Atlas Save/Load Functionality

This document describes the save/load functionality for Atlas collections, which allows you to persist collection metadata to JSON files and load them in both V and Python.

Overview

The Atlas module now supports:

  • Saving collections to .collection.json files
  • Loading collections from .collection.json files in V
  • Loading collections from .collection.json files in Python

This enables:

  1. Persistence of collection metadata (pages, images, files, errors)
  2. Cross-language access to Atlas data
  3. Faster loading without re-scanning directories

V Implementation

Saving Collections

import incubaid.herolib.data.atlas

// Create and scan atlas
mut a := atlas.new(name: 'my_docs')!
a.scan(path: './docs')!

// Save all collections (creates .collection.json in each collection dir)
a.save_all()!

// Or save a single collection
col := a.get_collection('guides')!
col.save()!

Loading Collections

import incubaid.herolib.data.atlas

// Load single collection
mut a := atlas.new(name: 'loaded')!
mut col := a.load_collection('/path/to/collection')!

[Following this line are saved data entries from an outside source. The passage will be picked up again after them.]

PR #1590, opened 2017-12-21
Enforcing num of concurrent runs quota given a Flow Executable

kunkun-tang:
A couple of production issues warned us that we should enforce the MAX number of concurrent executions given a flow executable. In case people accidentally schedule flows per minute or endlessly submit flows from the client side, this PR proposes to implement a simple quota to prevent it happening.

Unit Test is added.

### DIFF
--- a/azkaban-common/src/main/java/azkaban/executor/ExecutorManager.java
+++ b/azkaban-common/src/main/java/azkaban/executor/ExecutorManager.java
@@ -67,6 +67,8 @@ public class ExecutorManager extends EventHandler implements
 
   public static final String AZKABAN_USE_MULTIPLE_EXECUTORS =
       "azkaban.use.multiple.executors";
+  public static final String AZKABAN_MAX_CONCURRENT_RUNS_ONEFLOW =
+      "azkaban.max.concurrent.runs.oneflow";
   static final String AZKABAN_EXECUTOR_SELECTOR_FILTERS =
       "azkaban.executorselector.filters";
   static final String AZKABAN_EXECUTOR_SELECTOR_COMPARATOR_PREFIX =
@@ -79,8 +81,6 @@ public class ExecutorManager extends EventHandler implements
       "azkaban.activeexecutor.refresh.milisecinterval";
   private static final String AZKABAN_ACTIVE_EXECUTOR_REFRESH_IN_NUM_FLOW =
       "azkaban.activeexecutor.refresh.flowinterval";
-  private static final String AZKABAN_MAX_CONCURRENT_RUNS_ONEFLOW =
-      "azkaban.max.concurrent.runs.oneflow";
   private static final int DEFAULT_MAX_ONCURRENT_RUNS_ONEFLOW = 30;
   private static final String AZKABAN_EXECUTORINFO_REFRESH_MAX_THREADS =
       "azkaban.executorinfo.refresh.maxThreads";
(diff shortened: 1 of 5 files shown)


azkaban-common/src/main/java/azkaban/executor/ExecutorManager.java
```diff
@@ -79,6 +79,7 @@
       "azkaban.activeexecutor.refresh.milisecinterval";
   private static final String AZKABAN_ACTIVE_EXECUTOR_REFRESH_IN_NUM_FLOW =
       "azkaban.activeexecutor.refresh.flowinterval";
+  private static final int AZKABAN_MAX_NUM_CONCURRENT_FLOW = 30;
```
chengren311: can we make this configurable?

azkaban-common/src/main/java/azkaban/executor/ExecutorManager.java
```diff
@@ -978,6 +980,10 @@ public String submitExecutableFlow(final ExecutableFlow exflow, final String use
             throw new ExecutorManagerException("Flow " + flowId
                 + " is already running. Skipping execution.",
                 ExecutorManagerException.Reason.SkippedExecution);
+          } else if (running.size() > AZKABAN_MAX_NUM_CONCURRENT_FLOW) {
+            throw new ExecutorManagerException("Flow " + flowId
+                + " has more than 30 concurrent runs. Skipping",
```
chengren311: 30 in log message should be replace by AZKABAN_MAX_NUM_CONCURRENT_FLOW.

azkaban-common/src/main/java/azkaban/executor/ExecutorManager.java
chengren311: is 30 too high?

kunkun-tang: Made it configurable. 30 might hight, but we may set a high number initially, and decrease it gradually, in case break something.

azkaban-common/src/main/java/azkaban/executor/ExecutorManager.java
kunkun-tang: Done.

azkaban-common/src/main/java/azkaban/executor/ExecutorManager.java
```diff
@@ -124,6 +127,10 @@ public ExecutorManager(final Props azkProps, final ExecutorLoader loader,
     this.loadRunningFlows();
 
     this.queuedFlows = new QueuedExecutions(azkProps.getLong(AZKABAN_WEBSERVER_QUEUE_SIZE, 100000));
+
+    // The default threshold is set to 30 for now, in case some users are affected. We may
+    // decrease this number in future, to better prevent DDos attacks.
+    this.maxConcurrentRunsOneFlow = azkProps.getInt(AZKABAN_MAX_NUM_CONCURRENT_FLOW, 30);
```
chengren311: make 30 a variable

chengren311: if a negative number or 0 is set, should we throw exception?

kunkun-tang: Added a static variable to place the default number.
Checking number validity. we may bring up a util function to cover all similar cases. Should refactor in future.

azkaban-common/src/test/java/azkaban/executor/ExecutorManagerTest.java
```diff
@@ -365,6 +389,9 @@ private void testSetUpForRunningFlows() throws Exception {
     //so that flows will be dispatched to executors.
     this.props.put(ExecutorManager.AZKABAN_QUEUEPROCESSING_ENABLED, "true");
 
+    // allow two concurrent runs give one Flow
+    this.props.put("azkaban.max.concurrent.runs.oneflow", 2);
```
chengren311: should it be AZKABAN_MAX_CONCURRENT_RUNS_ONEFLOW instead of the hard coded string?

kunkun-tang: Fixed it!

println('Pages: ${col.pages.len}')

// Load all collections from directory tree
mut a2 := atlas.new(name: 'all_docs')!
a2.load_from_directory('./docs')!

println('Loaded ${a2.collections.len} collections')

What Gets Saved

The .collection.json file contains:

  • Collection name and path
  • All pages (name, path, collection_name)
  • All images (name, ext, path, ftype)
  • All files (name, ext, path, ftype)
  • All errors (category, page_key, message, file)

Note: Circular references (atlas and collection pointers) are automatically skipped using the [skip] attribute and reconstructed during load.

Python Implementation

Installation

The Python loader is a standalone script with no external dependencies (uses only Python stdlib):

# No installation needed - just use the script
python3 lib/data/atlas/atlas_loader.py

Loading Collections

from atlas_loader import Atlas

# Load single collection
atlas = Atlas.load_collection('/path/to/collection')

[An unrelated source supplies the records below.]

PR #1594, opened 2018-01-01
template-based emails

mtrna:
current master: content and layout of Azkaban emails is hard-coded, emails contain only small subset of information relevant to flow failures
proposed change: expand the amount of information in the default setting, provide all information via configurable templates; keep current email creator as fallback solution in case of mis-configuration or failure; no extra dependencies added
expected benefits: email layouts are decoupled from code and configurable by Azkaban ~user~ admin, more information is provided by default (e.g. flow parameters)

your feedback is welcome!


jamiesjc:
@mtrna Thanks for contributing to Azkaban! I'm reviewing your code now.
Meanwhile, please take a look at the style guides in contributing page: https://github.com/azkaban/azkaban/blob/master/CONTRIBUTING.md
We've been following some specific coding style. You can enable intellij's save actions plugin to auto-format your code.

mtrna:
Hi @jamiesjc ! Thanks for reviewing the pull request and link to the style guide!
If you don't mind I would wait until there is consensus about the functional part and update the formatting as the last step before the eventual merge. Would that work for you? :)

azkaban-common/src/main/java/azkaban/executor/ExecutionOptions.java
```diff
@@ -65,7 +66,7 @@
   private Integer pipelineExecId = null;
   private Integer queueLevel = 0;
   private String concurrentOption = CONCURRENT_OPTION_IGNORE;
-  private String mailCreator = DefaultMailCreator.DEFAULT_MAIL_CREATOR;
+  private String mailCreator = TemplateBasedMailCreator.NAME;
```
jamiesjc: I don't think it's a good idea to change default value of mailCreator to "template-based". If templateBasedMailCreator is not registered, then when you get mailCreator, you are actually getting the defaultMailCreator, but the name would be "template-based", right?

azkaban-common/src/main/java/azkaban/executor/mail/TemplateBasedMailCreator.java
```diff
@@ -0,0 +1,211 @@
...
+  public static TemplateBasedMailCreator fromPath(String emailTemplatesPath) throws Exception {
+    return new TemplateBasedMailCreator(
+      readFile(emailTemplatesPath + "/errorEmail.html"),
+      readFile(emailTemplatesPath + "/firstErrorEmail.html"),
+      readFile(emailTemplatesPath + "/successEmail.html")
+    );
+  }
+
+  public TemplateBasedMailCreator(String errorTemplate, String firstErrorTemplate, String successTemplate) throws Exception {
+    logger.info("TemplateBasedMailCreator(errorTemplate=" + errorTemplate + ", firstErrorTemplate=" + firstErrorTemplate + ", successTemplate=" + successTemplate + ")");
```
jamiesjc: Do you think it's necessary to print out all the templates in the server log? We can just view them in .html files, right?

azkaban-common/src/main/java/azkaban/flow/Flow.java
```diff
@@ -42,7 +44,7 @@
   private int numLevels = -1;
   private List<String> failureEmail = new ArrayList<>();
   private List<String> successEmail = new ArrayList<>();
-  private String mailCreator = DefaultMailCreator.DEFAULT_MAIL_CREATOR;
+  private String mailCreator = TemplateBasedMailCreator.NAME;
```
jamiesjc: Same comments as above.

azkaban-common/src/main/java/azkaban/executor/mail/TemplateBasedMailCreator.java
mtrna: that's a fair point, fixing...

azkaban-common/src/main/java/azkaban/executor/ExecutionOptions.java
mtrna: correct; will change it to obtain most recent creator from the `MailCreatorRegistry`, ok?

jamiesjc:
Hi @mtrna, I've tried out your new template-based email changes locally and was able to view the emails in new contents. 
As you mentioned, one of the main benefits of the template-based emails is that it is configurable by users. It seems to me that the new email templates are configured on the server side, not from the Azkaban user side. Can you elaborate more on how an Azkaban user can actually configure the email templates?
If a user can configure the email template as they want, will it cause security problems? Some companies have regulations on data privacy protection. If user misconfigures the email content which contains private user data, it might cause security issues.

mtrna:
fixed the tests for Travis

mtrna:
Hi @jamiesjc! You are right, only the users with access to the configuration of Azkaban can configure the templates. I have edited the original announcement, to avoid more confusion.
Regarding security: all the data accessible via the email template is already available via GUI/REST. `TemplateBasedMailCreator` in this PR provides only data strictly relevant to the success/failure of a job. Email templates are not intended to carry any private data. Notifications can still be sent to any email address.

azkaban-common/src/main/java/azkaban/server/AzkabanServer.java
```diff
@@ -71,11 +85,41 @@ public static Props loadProps(final String[] args, final OptionParser parser) {
...
       }
     } else {
-      logger
-          .info("Conf parameter not set, attempting to get value from AZKABAN_HOME env.");
+      logger.info("Conf parameter not set, attempting to get value from AZKABAN_HOME env.");
       azkabanSettings = loadConfigurationFromAzkabanHome();
     }
 
+    try {
+      if (options.has(emailDirectory)) {
```
jamiesjc: There are some code duplication in load conf and load email. Can we consolidate the code?

azkaban-common/src/main/java/azkaban/server/AzkabanServer.java
```diff
@@ -71,11 +85,41 @@ public static Props loadProps(final String[] args, final OptionParser parser) {
...
+        if (!dir.exists()) {
+          logger.error("email templates: path " + path + " does not exist.");
+        } else if (!dir.isDirectory()) {
+          logger.error("email templates: path " + path + " is not a directory.");
+        } else {
+          MailCreatorRegistry.registerCreator(TemplateBasedMailCreator.fromPath(path), true);
+        }
+      } else {
+        final String azkabanHome = System.getenv("AZKABAN_HOME");
+        final File emailPath = new File(azkabanHome, Constants.DEFAULT_EMAIL_TEMPLATE_PATH);
```
jamiesjc: I think it's better to check azkabanHome first. If it's null, then we don't create the new emailPath.

jamiesjc: I doubt whether AZKABAN_HOME will be used since conf and email should always be passed in the argument list. If that's the case, I don't even think we need to check AZKABAN_HOME.

azkaban-common/src/main/java/azkaban/executor/ExecutionOptions.java
jamiesjc: From my observation, if you register template-based mailCreator first and it is set in flow object and stored in DB. Next time when you restart the server and load the flow objects from DB, even if you don't register template_based mailCreator, the String mailCreator will still be "template-based".
I would prefer simpler approach which is to keep mailCreator as "default". Only set it to template-based when user explicitly sets it in executionOptions from web UI.

jamiesjc:
I like the idea of separating email content from the code. And it benefits Azkaban admins if user requests any change in the email content. But so far we haven't had any request in the email content change yet. It is nice to have, but the overhead if that we need to deploy and maintain the email configuration on all servers. I'd like to understand your use case better and evaluate the impact of this feature.

azkaban-common/src/main/java/azkaban/server/AzkabanServer.java
mtrna: fair point, adapting the code to what you are proposing

azkaban-common/src/main/java/azkaban/server/AzkabanServer.java
mtrna: we can; updating...

azkaban-common/src/main/java/azkaban/executor/ExecutionOptions.java
mtrna: hi @jamiesjc ! If I understand you correctly, we discuss the case when a user e.g. schedules a regular execution of a flow and the executor server somehow afterwards loses the emailCreator, is that correct? It seems UI option does not help in that case either (user can chose from a list of creators available at time T1, but the server alters its configuration at time T2>T1). What are our options?
From the other side: is there a good reason for having emailCreator in an `ExecutionOption`? Maybe it should be decided on the level of the executor server once for all executions during the initialization step (and at the time of load of the email creators). Was it considered?
My intention was not to let executing user chose the layouts ad hoc, but rather to provide the tool to evolve the content of emails outside the code-base.

mtrna:
hi @jamiesjc ! Mailbox, unlike Azkabans themselves, can be accessed with lower security barrier in the environment where I work. I would like the emails to become a helpful source of information about the status of the jobs (before I start a more involved investigation). The information I am frequently lacking is the flow parameters, concurrency option and possibly others. I do not want to impose this change on other adopters of Azkaban though. I would prefer to have a reasonable default template available in the installation, and give others the freedom to chose whatever they find useful for their use case, e.g. inline guidelines, add links to their internal operation books, change the layout.

jamiesjc:
@mtrna Sorry I didn't get a chance to review your PR this week. I think you're right, it would benefit users if we could provide them more detailed info about flow parameters and execution options in the email. We'd like to keep the current email content as default, but to provide the option of template-based emails. Users should have the freedom to choose their own.
I'll continue reviewing your code when I have time, thanks for the patience!

azkaban-common/src/main/java/azkaban/executor/ExecutionOptions.java
jamiesjc: @mtrna Your proposal sounds reasonable to me. 
Now we don't have the UI support for users to specify emailCreator like other execution options. We could provide them with the flexibility to choose from a list of emailCreators in the future but I don't think it's quite necessary for now.
You are right the execution options only apply to the following execution once, and next time when you submit the flow again it will disappear. But if you schedule the flow instead, the execution options will persist with every scheduled execution.  
I'm in favor of the logic to decide the emailCreator on the level of executor during initialization step. If email templates are configured, then we use template-based emailCreator, otherwise we use the default emailCreator. 
@HappyRay Does it sound like a good approach?

azkaban-common/src/main/java/azkaban/server/AzkabanServer.java
```diff
@@ -48,38 +54,71 @@ public static Props getAzkabanProperties() {
...
+
+    final Optional<Path> emailPath;
+    if (options.has(emailDirectory)) {
+      final String emailHome = options.valueOf(emailDirectory);
+      logger.info("Email parameter set, attempting to get value from " + emailHome);
+      emailPath = azkabanPath("email template", emailHome);
+    } else {
+      logger.info("Email parameter not set, attempting to get value from AZKABAN_HOME=" +
+          azkabanHome +", DEFAULT_EMAIL_TEMPLATE_PATH=" + Constants.DEFAULT_EMAIL_TEMPLATE_PATH + ".");
+      emailPath = azkabanPath("email template", azkabanHome, Constants.DEFAULT_EMAIL_TEMPLATE_PATH);
```
jamiesjc: Consider simplify some logging messages? Info like Constants.DEFAULT_CONF_PATH and Constants.DEFAULT_EMAIL_TEMPLATE_PATH  might not have to be printed out every time.

azkaban-common/src/main/java/azkaban/executor/mail/MailCreatorRegistry.java
```diff
@@ -0,0 +1,56 @@
...
+
+  static {
+    recommendedCreator = defaultCreator = new DefaultMailCreator();
+    registerCreator(defaultCreator, true);
+  }
+
+  public static void registerCreator(final MailCreator creator, final boolean recommend) {
+    logger.info("registering mail creator " + creator.getName() + ", recommended = " + recommend);
+    registeredCreators.put(creator.getName(), creator);
+    if (recommend) {
```
jamiesjc: I don't fully understand why you need to introduce the recommendedCreator. 
It seems everywhere this registerCreator method is called, the recommend flag passed is always true. In what scenario would you set the recommend flag to false? 
If we could decide the creator during server initialization like you proposed, would it be possible to simplify the logic?

azkaban-common/src/main/java/azkaban/server/AzkabanServer.java
mtrna: This message is logged during the loading of properties, which happens during the initialization of the `AzkabanServer`. I am updating the PR.

azkaban-common/src/main/java/azkaban/executor/mail/MailCreatorRegistry.java
mtrna: The discussion I can see here is about the clarity of intent/design. The `AzkabanServer` class is currently the only one that registers a mail creator. It is hard for me to foresee whether there can be another such component and what would be the desired logic to satisfy their potential claims. The flag is one way to give registering side some control. A more straightforward approach would be that the last registered mail creator wins/is recommended for the rest of the system to use.
I am updating the PR to show this simpler approach would look.

mtrna:
rebased to the latest master

jamiesjc:
Hi @HappyRay,  @mtrna and I had some discussions about moving the emailCreator from execution level to server level.
I'm in favor of his proposal to decide the emailCreator on the level of executor during initialization step. If email templates are configured, we use template-based emailCreator, otherwise we use the default emailCreator. We don't have to support configuring emailCreator in ExecutionOptions since it's not supported anyway today on web UI. 
You can check our past discussions for more details. I'd like to hear your advise as well, thanks!

mtrna:
rebase to the latest master...

mtrna:
updated the PR: mail creator settings are read from MailCreatorRegistry, instead of ExecutionOption
@jamiesjc @HappyRay : please provide feedback ;)

jamiesjc:
@mtrna Sorry for not responding to your new change. I hope we can get your PR in asap. But now might not be the right timing since there is also some refactoring work going on recently on email part. We need time to fully understand the email part ourselves. I hope you are still interested in reopening this PR in the future. :)

mtrna:
@jamiesjc No problem. I am still interested. :)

# Or load all collections from directory tree
atlas = Atlas.load_from_directory('/path/to/docs')

# Access collections
col = atlas.get_collection('guides')
print(f"Pages: {len(col.pages)}")

# Access pages
page = atlas.page_get('guides:intro')
if page:
    content = page.read_content()
    print(content)

# Check for errors
if atlas.has_errors():
    atlas.print_all_errors()

Python API

Atlas Class

  • Atlas.load_collection(path, name='default') - Load single collection
  • Atlas.load_from_directory(path, name='default') - Load all collections from directory tree
  • atlas.get_collection(name) - Get collection by name
  • atlas.page_get(key) - Get page using 'collection:page' format
  • atlas.image_get(key) - Get image using 'collection:image' format
  • atlas.file_get(key) - Get file using 'collection:file' format
  • atlas.list_collections() - List all collection names
  • atlas.list_pages() - List all pages grouped by collection
  • atlas.has_errors() - Check if any collection has errors
  • atlas.print_all_errors() - Print errors from all collections

Collection Class

  • collection.page_get(name) - Get page by name
  • collection.image_get(name) - Get image by name
  • collection.file_get(name) - Get file by name
  • collection.has_errors() - Check if collection has errors
  • collection.error_summary() - Get error count by category
  • collection.print_errors() - Print all errors

Page Class

  • page.key() - Get page key in format 'collection:page'
  • page.read_content() - Read page content from file

File Class

  • file.file_name - Get full filename with extension
  • file.is_image() - Check if file is an image
  • file.read() - Read file content as bytes

Workflow

1. V: Create and Save

#!/usr/bin/env -S v -n -w -cg -gc none -cc tcc -d use_openssl -enable-globals run

import incubaid.herolib.data.atlas

// Create atlas and scan
mut a := atlas.new(name: 'my_docs')!
a.scan(path: './docs')!

// Validate
a.validate_links()!

// Save all collections (creates .collection.json in each collection dir)
a.save_all()!

println('Saved ${a.collections.len} collections')

2. V: Load and Use

#!/usr/bin/env -S v -n -w -cg -gc none -cc tcc -d use_openssl -enable-globals run

import incubaid.herolib.data.atlas

// Load single collection
mut a := atlas.new(name: 'loaded')!
mut col := a.load_collection('/path/to/collection')!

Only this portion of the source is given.